SU-GG-J-25: Aerosols/Nanoparticle Therapy for Malignancy Involving the Lung - a Transport Phenomenon Study

Abstract

Purpose: Study the nanoparticles/aerosols localized deposition patterns in morphometrically realistic lung bifurcations geometry using computational fluid dynamics code FLUENT®. Method and Materials: Chest CT scan data from an unidentified patient, with 3 mm slices in the axial direction are used to reconstruct the lung airway bifurcation geometry using Amira 4.0 (Mercury Inc.) program. The 3D rendered airway bifurcations are exported to FLUENT® preprocessor GAMBIT where further meshing was performed and exported for FLUENT® computation. Species Transport and Reaction model in FLUENT® was used to explore the local deposition patterns of nanoparticles/aerosols. At this time, only the inspiratory phase of the breathing cycle has been studied in realistic bifurcation geometry for 3rd and 4th generations. Modeling using the CT scan data is currently in progress. N2 has been assumed to be the bulk carrier gas in the flow fields carrying arbitrary particles uniformly sized (smoke, radon daughters, radiopharmaceuticals, etc.) with defined physical and diffusional properties. In this initial study a mass fraction of 10−8 was used for particle mass concentration. The particles interacting with the the airway wall surface are assumed to be deposited.

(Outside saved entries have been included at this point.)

PR #733, opened 2019-10-04
BATCH-2837: Support empty or no comments in FlatFileItemReaderBuilder

drumonii:
Previously, if supplying empty comments or no comments to `comments()` of the `FlatFileItemReaderBuilder`, the comments would be ignored and instead use the default comments `"#"` provided by the `FlatFileItemReader`.

Resolves BATCH-2837

### DIFF
--- a/spring-batch-infrastructure/src/test/java/org/springframework/batch/item/file/builder/FlatFileItemReaderBuilderTests.java
+++ b/spring-batch-infrastructure/src/test/java/org/springframework/batch/item/file/builder/FlatFileItemReaderBuilderTests.java
@@ -274,6 +274,51 @@ public class FlatFileItemReaderBuilderTests {
 	}
 
 	@Test
+	public void testEmptyComments() throws Exception {
+		FlatFileItemReader<Foo> reader = new FlatFileItemReaderBuilder<Foo>()
+				.name("fooReader")
+				.resource(getResource("1,2,3\n4,5,6"))
+				.comments(new String[]{})
+				.delimited()
+				.names("first", "second", "third")
+				.targetType(Foo.class)
+				.build();
+
+		reader.open(new ExecutionContext());
+		Foo item = reader.read();
+		assertEquals(1, item.getFirst());
+		assertEquals(2, item.getSecond());
+		assertEquals("3", item.getThird());
+		item = reader.read();
+		assertEquals(4, item.getFirst());
+		assertEquals(5, item.getSecond());
+		assertEquals("6", item.getThird());
+		assertNull(reader.read());
+	}
+
+	@Test
+	public void testDefaultComments() throws Exception {
+		FlatFileItemReader<Foo> reader = new FlatFileItemReaderBuilder<Foo>()
+				.name("fooReader")
+				.resource(getResource("1,2,3\n4,5,6"))
+				.delimited()
+				.names("first", "second", "third")
+				.targetType(Foo.class)
+				.build();
+
+		reader.open(new ExecutionContext());
+		Foo item = reader.read();
+		assertEquals(1, item.getFirst());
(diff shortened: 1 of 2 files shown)


spring-batch-infrastructure/src/test/java/org/springframework/batch/item/file/builder/FlatFileItemReaderBuilderTests.java
```diff
@@ -273,6 +273,51 @@ public void testComments() throws Exception {
 		assertNull(reader.read());
 	}
 
+	@Test
+	public void testEmptyComments() throws Exception {
```
benas: I agree on the fix, however this test does not test the case reported in BATCH-2837 because the input resource does not contain a line with the default comment prefix `#`.  Here is what I mean (I changed the target type to `String` since it is easier to test for this case):

```java
@Test
public void testEmptyComments() throws Exception {
	FlatFileItemReader<String> reader = new FlatFileItemReaderBuilder<String>()
			.name("itemReader")
			.resource(getResource("line1\n#line2"))
			.comments(new String[]{})
			.lineMapper(new PassThroughLineMapper())
			.build();

	reader.open(new ExecutionContext());
	String item = reader.read();
	assertEquals("line1", item);
	item = reader.read();
	assertEquals("#line2", item); // "#line2" should not be considered as comment
	assertNull(reader.read());
	reader.close();
}
```

Do you agree? BTW, this test passes with this PR.

spring-batch-infrastructure/src/test/java/org/springframework/batch/item/file/builder/FlatFileItemReaderBuilderTests.java
```diff
@@ -273,6 +273,51 @@ public void testComments() throws Exception {
...
+		assertEquals("3", item.getThird());
+		item = reader.read();
+		assertEquals(4, item.getFirst());
+		assertEquals(5, item.getSecond());
+		assertEquals("6", item.getThird());
+		assertNull(reader.read());
+	}
+
+	@Test
+	public void testDefaultComments() throws Exception {
```
benas: Same here, to test default comment prefixes, I would use a resource having a line starting with `#` and assert that it is ignored by default:

```java
@Test
public void testDefaultComments() throws Exception {
	FlatFileItemReader<String> reader = new FlatFileItemReaderBuilder<String>()
			.name("itemReader")
			.resource(getResource("line1\n#line2"))
			.lineMapper(new PassThroughLineMapper())
			.build();

	reader.open(new ExecutionContext());
	String item = reader.read();
	assertEquals("line1", item);
	assertNull(reader.read()); // line "#line2" should be ignored by default
	reader.close();
}
```

However, this test fails not due to this PR, but due to another bug that I discovered while testing this PR, see [BATCH-2861](https://jira.spring.io/browse/BATCH-2861) and the suggested fix in #747. So please update the test and I will merge the PRs in the right order.

benas: The method `FlatFileItemReaderBuilder#comments` currently adds comments to the default empty list (it should have been called `addComments` IMO). I believe it should be rather:

```java
public FlatFileItemReaderBuilder<T> comments(String[] comments) {
	this.comments = Arrays.asList(comments);
	return this;
}
```

to be able to override the default comments (as described in BATCH-2837).

@drumonii Can you please add this change along with those in #747 here? Otherwise let me know if you agree and I will do it.

benas:
@drumonii You might have seen some comments from my part here which I deleted (after further digging, I found they were out of scope of this issue). Sorry for the noise.

This PR LGTM. Thank you for your contribution!

PR #735, opened 2019-10-10
Add connection parameter to AbstractCursorItemReader#cleanupOnClose

benas:
This change makes it possible to (re)use the same connection used in the
openCursor method to clean up resources when the reader is closed.

Resolves [BATCH-1899](https://jira.spring.io/browse/BATCH-1899).


benas:
Rebased and merged as e7ea16c9bc8bb3cbe174c8b190fff206b957e1bc.

PR #736, opened 2019-10-11
Fix typos, code style and trim pictures in docs

michalfotyga:
Just fixed a typo and cut top part of two pictures that had too much white space there.


spring-batch-docs/asciidoc/common-patterns.adoc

Results: Results from preliminary studies of localized particle deposition velocities and deposition fractions using unrealistic symmetric airway bifurcations geometries for 3rd and 4th generations using FLUENT® model for Po-218 nanoparticles are in close agreement with the experimental data of Kinsara et al. (Health Phys. 68(3), 1995). Further, results obtained with the realistic bifurcation geometry for 3rd and 4th generations, suggest that the particle deposition is maximum at the carinal region of the bifurcations. Conclusion: Maximum particle deposition concentration was observed to occur at the carinal regions in the bifurcations. Further, the deposition patterns provide very useful information for the design of the inhalation drugs, with detail on where the particles end up after one breath in.